The population-based design with virtually complete inclusion of all eligible patients undergoing emergency cholecystectomy in England is a significant strength of this study. The large sample size enables assessment of overall outcomes at a national level, and provides an overall evaluation of timing of emergency cholecystectomy between hospitals that undertake this procedure regularly (and may have appropriate infrastructure in place to facilitate early surgical intervention) and those hospitals which perform emergency cholecystectomy less frequently. However, as a large national database study the results generated are dependent upon the reliability of the methodology and accuracy of data collection, which is a limitation shared by all national administrative datasets. In the current study time to cholecystectomy was measured from the point of patient presentation to hospital, rather than symptom onset. Patients may have been experiencing symptoms for a variable length of time prior to hospital admission and this factor may have influenced operative difficulty and clinical outcomes. However, time of presentation has been successfully utilized as the initial time-point in previous national based studies investigating emergency cholecystectomy [6, 13, 14, 17]. Unfortunately in the current study, data were not available regarding operative time and this factor may have provided additional insight regarding operative difficulty, and whether procedures were more challenging with increasing time from admission to surgery. However, the current study demonstrated that increasing time to cholecystectomy was associated with increasing risk of need for conversion to open procedure and this would therefore indicate that surgery became more challenging in more delayed cases. Due to the absence of a separate ICD-10 code for Mirizzi syndrome it was not possibly to specifically identify these cases. A small proportion of the bile duct injury group may have represented Mirrizi syndrome patients who required bile duct repair due to the nature of their disease. Given the absence of a specific diagnostic code for Mirizzi syndrome within the current dataset it was not possible to exclude these cases from the bile duct injury group.

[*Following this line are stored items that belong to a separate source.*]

PR #497, opened 2026-08-12
test(rocm): ReshapeAndCache->PagedAttention composition at real dims (issue #41)

VikashLoomba:
## Row

`BACKEND-ROCM` — test-hardening only (one additive cross-device case). Issue #41.

## What changed

Adds a cross-device case for the **KV-cache composition** the in-tree suite doesn't cover: the existing paged-attention case hand-builds a contiguous cache, but the real model path writes KV via `ReshapeAndCache` and reads it back via `PagedAttention`. This case is that composition at real Qwen3.5-0.8B dims (Dh=256, Hq=8, Hkv=2, block_size 16), a shuffled block table, and a non-sequential slot mapping — the layout a stride/scatter bug would live in and the contiguous case cannot see.

Surfaced by the #41 Qwen3.5-0.8B divergence investigation: with this composition passing, every piece of the ROCm attention path validates in isolation, which is what localizes the residual divergence to bf16-softmax accumulation rather than a kernel defect (full causal chain in [this #41 comment](https://github.com/mudler/vllm.cpp/issues/41#issuecomment-5269414935)).

## Evidence (4× gfx1100, ROCm 7.14, Release)

- New case: **7/7 vs the CPU oracle** (runs on ROCm; the composition exercised end to end)
- Full cross-device suite green
- `agent-preflight.sh --staged` green; `check-commit-trailers` green

## Speed claims

- [x] This PR makes NO speed claim.

## Honest gaps

- Test-only; no behavior change. The case validated the path as-is — it did not surface a defect (that was the point: it closes a coverage gap the divergence investigation needed ruled out).

## Current-main integration cutoff (2026-08-18)

Rebased from `4a9dcc437cdcc01da36a9b7dd4d73a8d6df5bfb2` to `9afd404441ef45c44e60630c612775c5eb942425` on recorded current-main cutoff `65d6cdaed3e20e9bc70b4f9374fccafefefa7bd0`. Exact two-commit replay. Fresh cutoff-head builds, focused gates, full repository preflight, and independent mutation review all pass.

FOLLOWING_AGENTS_PROTOCOL

AI-Assisted: true
Assisted-by: pi:kimi-k3 [pi]
Assisted-by: codex:gpt-5.6-sol [codex]
Assisted-by: pi:gpt-5.6-sol [pi]

### DIFF
--- a/tests/vt/test_backend_cross_device.cpp
+++ b/tests/vt/test_backend_cross_device.cpp
@@ -2082,17 +2082,22 @@ TEST_CASE("ReshapeAndCache->PagedAttention composition matches CPU (real dims, s
   // cannot see.
   constexpr int64_t T = 20, Hq = 8, Hkv = 2, Dh = 256, BS = 16;
   constexpr int64_t kBlocks = 4;                 // 4 blocks x 16 slots = 64 >= 20
-  constexpr int64_t qstride = Hq * Dh + 64;      // padded row (fused-view shape)
-  const size_t qn = static_cast<size_t>(T) * qstride;
+  const size_t qn = static_cast<size_t>(T) * Hq * Dh;
   const size_t kvn = static_cast<size_t>(T) * Hkv * Dh;
   const size_t cachen = static_cast<size_t>(kBlocks) * BS * Hkv * Dh;
   const std::vector<float> q = RandomVec(qn, 711);
   const std::vector<float> k = RandomVec(kvn, 712);
   const std::vector<float> v = RandomVec(kvn, 713);
-  // Non-sequential slot mapping (reverse-ish) to exercise the scatter.
-  std::vector<int64_t> slots(T);
-  for (int64_t i = 0; i < T; ++i) slots[i] = (i * 7 + 3) % (kBlocks * BS);
+  // The slot mapping must DERIVE from the logical position through the
+  // (shuffled) block table — exactly what the engine produces — otherwise the
+  // attention read of logical position p lands on a slot nothing wrote and
+  // both backends compare zeros (review on #497: the first version's
+  // (i*7+3)%64 scatter was disjoint from the block table, so the composition
+  // exercised mostly-unwritten cache).
   std::vector<int32_t> block_table = {3, 1, 2, 0};  // shuffled physical blocks
+  std::vector<int64_t> slots(T);
+  for (int64_t i = 0; i < T; ++i)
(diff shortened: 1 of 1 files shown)


VikashLoomba:
Both findings accepted and reworked (commit 8edebbd7, rebased onto current main):

1. **Slot mapping derives from the block table** now (`slots[i] = block_table[i/BS]*BS + i%BS`) — the engine's real mapping, so the reads actually hit the writes. You're right that the previous `(i*7+3)%64` scatter was disjoint from the table and could compare zeros.
2. **Anti-vacuity guard added**: a corrupted block table (first two *logical* blocks swapped — both hold real tokens) must change the attention output, proving the composition is load-bearing. (First draft of the guard swapped two blocks *outside* the logical range and was itself vacuous — the guard caught my guard; the committed version swaps in-range blocks.)
3. The unused padded `qstride` is removed (the tensor is declared contiguous; the padding exercised nothing).

Gate: `test_backend_cross_device` 20/20 on gfx1100.

VikashLoomba:
## Current-main rebase and fresh review

Rebased from `10813f0c` to `5df0b17c` on current-main pin `f22c6cc8` and force-updated with an explicit lease.

- Independent range-diff: exact two-commit replay; no base behavior lost.
- Fresh HIP build and full focused binary: 21/21 cases, 351/351 assertions.
- Commit trailers and `git diff --check`: pass.
- Repository preflight on the immutable head: `All gates green.`
- Fresh independent integration review: **PASS**; final tree clean.

The former review was against the superseded head. This immutable head is ready for fresh maintainer review.

VikashLoomba:
@localai-org-maint-bot Re-review requested on immutable head `5df0b17c78332163dbaf8764ebc8632ad41aaa1b`; the prior `CHANGES_REQUESTED` review targets the superseded pre-rework head. The slot-mapping and anti-vacuity repair, current-main rebase, focused gate, preflight, and fresh independent review all pass.

VikashLoomba:
## Final integration cutoff

Final head: `9afd404441ef45c44e60630c612775c5eb942425`, exact replay on cutoff `65d6cdae`.

- Fresh HIP gate: 21/21 cases, 351/351 assertions.
- Full repository preflight: `All gates green.`
- Independent cutoff review: **PASS**, exact range-diff and clean tree.

@localai-org-maint-bot Fresh review is requested on this immutable head; the existing `CHANGES_REQUESTED` verdict targets the superseded pre-rework history.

In conclusion this study has demonstrated that early cholecystectomy within 3 days of admission is associated with reductions in post-operative complications, intra-operative conversion and post-operative length of stay. Centres performing the greatest numbers of emergency cholecystectomies are able to perform a larger proportion within 3 days of initial admission. By improving patient pathways and available infrastructure to facilitate widespread adoption of emergency cholecystectomy in the United Kingdom it may be possible to further increase the proportion of patients receiving surgery within 3 days of admission and therefore improve clinical patient outcome.